Your goal — In the material below, list every line carrying the string "rewrittenCopyTarget".

Material supplied —
PR #190, opened 2019-04-23
Cleanup: Usings and header in tools folder

dannyvv:


Public/Src/Tools/Execution.Analyzer/Tracing/Log.cs
```diff
@@ -5,9 +5,8 @@
 using BuildXL.Tracing;
 using BuildXL.Utilities.Instrumentation.Common;
 using BuildXL.Utilities.Tracing;
-
 #if !FEATURE_MICROSOFT_DIAGNOSTICS_TRACING
```
Kr1sso: Left an empty if/def.

dannyvv: Will look for this in a future PR, there might be more

PR #193, opened 2019-04-23
Make StoreOutputToCache- compatible with rewritten targets of copy and write file

narasamdya:
If the targets of the copy/write file pips are rewritten, then we need to store them to cache, although /storeoutputtocache- is used.

[AB#1511558](https://dev.azure.com/mseng/708e929f-6bd5-415a-8daf-25b1dac08dd8/_workitems/edit/1511558)

### DIFF
--- a/Public/Src/Engine/UnitTests/Scheduler.IntegrationTest/StoreNoOutputsToCacheTests.cs
+++ b/Public/Src/Engine/UnitTests/Scheduler.IntegrationTest/StoreNoOutputsToCacheTests.cs
@@ -181,6 +181,64 @@ namespace IntegrationTest.BuildXL.Scheduler
         }
 
         [Fact]
+        public void RewriteCopyFileTarget()
+        {
+            const string Content = "Test";
+            var copySource = CreateSourceFile();
+            var copyTarget = CreateOutputFileArtifact();
+
+            File.WriteAllText(ArtifactToString(copySource), Content);
+            var copy = CreateAndScheduleCopyFile(copySource, copyTarget);
+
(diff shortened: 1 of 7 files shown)


Public/Src/Engine/UnitTests/Scheduler.IntegrationTest/StoreNoOutputsToCacheTests.cs
```diff
@@ -180,6 +180,64 @@ public void RewriteProcessStoreOutputsToCacheTest()
...
+
+            File.WriteAllText(ArtifactToString(copySource), Content);
+            var copy = CreateAndScheduleCopyFile(copySource, copyTarget);
+
+            var rewrittenCopyTarget = copyTarget.CreateNextWrittenVersion();
+
+            var processAndOutputs = CreateAndSchedulePipBuilder(new Operation[]
+            {
+                Operation.ReadFile(copyTarget),
+                Operation.WriteFile(rewrittenCopyTarget, Content)
```
ljcollins25: >Content [](start = 57, length = 7)

Change the content of the file here (similarly for the rewriting process of write file below). Otherwise, your test could work if the process pip stored its outputs.

narasamdya: When you specify the content in `Operation.WriteFile`, the behavior is append. So I don't need to change anything here.

---
In reply to: [277890624](https://github.com/Microsoft/BuildXL/pull/193#discussion_r277890624) [](ancestors = 277890624)

PR #198, opened 2019-04-24
Fix nuget spec gen to ensure roslyn 3.0 package is not treated like a…

dannyvv:
… managed package


almiliMSFT:
Update the title to avoid `...`

PR #202, opened 2019-04-25
Fix pip materialization issues on macOS

Kr1sso:
This PR is the first attempt to fix pip materialization issues we are seeing on macOS builds. After a detailed analysis it seems that inside of `LocalDiskContentStore.TryMaterializeAsync(...)` the materialization step sometimes fails after the cache has successfully placed a file on disk. Thus, we add more telemetry and a retry logic around `TryOpenAndTrackPathAsync(...)` as the issue seems to originate from there.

Answer section —
+            var rewrittenCopyTarget = copyTarget.CreateNextWrittenVersion();
+                Operation.WriteFile(rewrittenCopyTarget, Content)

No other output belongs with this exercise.